- The data:
PR #514, opened 2025-03-10
Blockchain indexer RPC

Rolaman:
Changes:

- RPC: get address actions with paging
- Choose DB: badger or clickhouse
- Renaming: exporter to indexer

The main goal is to support transaction indexer to return all transfers and other actions by address. Can be used by sandbox, explorer and wallet


nil/client/direct_client.go
```diff
@@ -116,7 +116,29 @@ func (c *DirectClient) GetDebugBlocksRange(
 	fullTx bool,
 	batchSize int,
 ) ([]*jsonrpc.DebugRPCBlock, error) {
-	panic("Not supported")
```
olegrok, line 119: Why do you need it?

nil/cmd/exporter/fetch_block_test.go
```diff
@@ -1,4 +1,4 @@
-package internal
+package main
```
olegrok, line 1: That's pretty strange change why do you need it?

nil/cmd/nild/main.go
```diff
@@ -159,6 +160,7 @@ func parseArgs() *nildconfig.Config {
 	runCmd.Flags().StringVar(
 		&cfg.ValidatorKeysPath, "validator-keys-path", cfg.ValidatorKeysPath, "path to write validator keys")
 	runCmd.Flags().BoolVar(&cfg.EnableDevApi, "dev-api", cfg.EnableDevApi, "enable development API")
+	runCmd.Flags().StringVar(&cfg.IndexerConfig, "indexer-config", "", "path to Indexer config")
```
olegrok, line 163: Why do we need indexer inside nild?

nil/services/nilservice/service.go
```diff
@@ -41,7 +43,7 @@ import (
 const syncTimeoutFactor = 5
 
 func startRpcServer(
-	ctx context.Context,
+	parentCtx context.Context,
```
olegrok, line 46: What was wrong with a previous name?

nil/services/indexer/types/types.go
```diff
@@ -0,0 +1,83 @@
...
+
+type AddressActionKind uint8
+
+const (
+	SendEth AddressActionKind = iota
+	ReceiveEth
+	SmartContractCall
+)
+
+func (k AddressActionKind) String() string {
```
olegrok, line 30: You probably can use `stringer` for that

nil/services/indexer/types/types.go
```diff
@@ -0,0 +1,83 @@
...
+		return "SendEth"
+	case ReceiveEth:
+		return "ReceiveEth"
+	case SmartContractCall:
+		return "SmartContractCall"
+	}
+	panic("unknown AddressActionKind")
+}
+
+func (k *AddressActionKind) Set(input string) error {
```
olegrok, line 42: I'd suggest to use case-insensitive options

test-indexer-config.yml
```diff
@@ -0,0 +1,2 @@
+use-badger: true
```
olegrok, line 1: I guess we shouldn't commit this in the repository root.
You can add readme for specific command. Like it's done for the stresser: https://github.com/NilFoundation/nil/tree/main/nil/services/stresser/examples

nil/services/indexer/service_test.go
```diff
@@ -0,0 +1,191 @@
...
+	suite.Suite
+
+	service *Service
+	client  client.ClientMock
+	ctx     context.Context
+	dbPath  string
+}
+
+func (s *SuiteServiceTest) SetupTest() {
+	s.ctx = context.Background()
```
olegrok, line 27: Context should be cancelable. And you need to call `cancel` at `TearDownTest`

nil/services/indexer/service_test.go
```diff
@@ -0,0 +1,191 @@
...
+func (s *SuiteServiceTest) TearDownTest() {
+	// Clean up the temporary directory
+	err := os.RemoveAll(filepath.Dir(s.dbPath))
+	s.Require().NoError(err)
+}
+
+func (s *SuiteServiceTest) TestGetAddressActions() {
+	// Create test addresses
+	addr1 := types.Address{1, 2, 3, 4, 5, 6, 7, 8, 9, 10, 11, 12, 13, 14, 15, 16, 17, 18, 19, 20}
+	addr2 := types.Address{2, 3, 4, 5, 6, 7, 8, 9, 10, 11, 12, 13, 14, 15, 16, 17, 18, 19, 20, 21}
```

- Task item:
Lines with the word "StringVar" in them should be copied from the preceding records.

- Solution to this exercise:
 	runCmd.Flags().StringVar(
+	runCmd.Flags().StringVar(&cfg.IndexerConfig, "indexer-config", "", "path to Indexer config")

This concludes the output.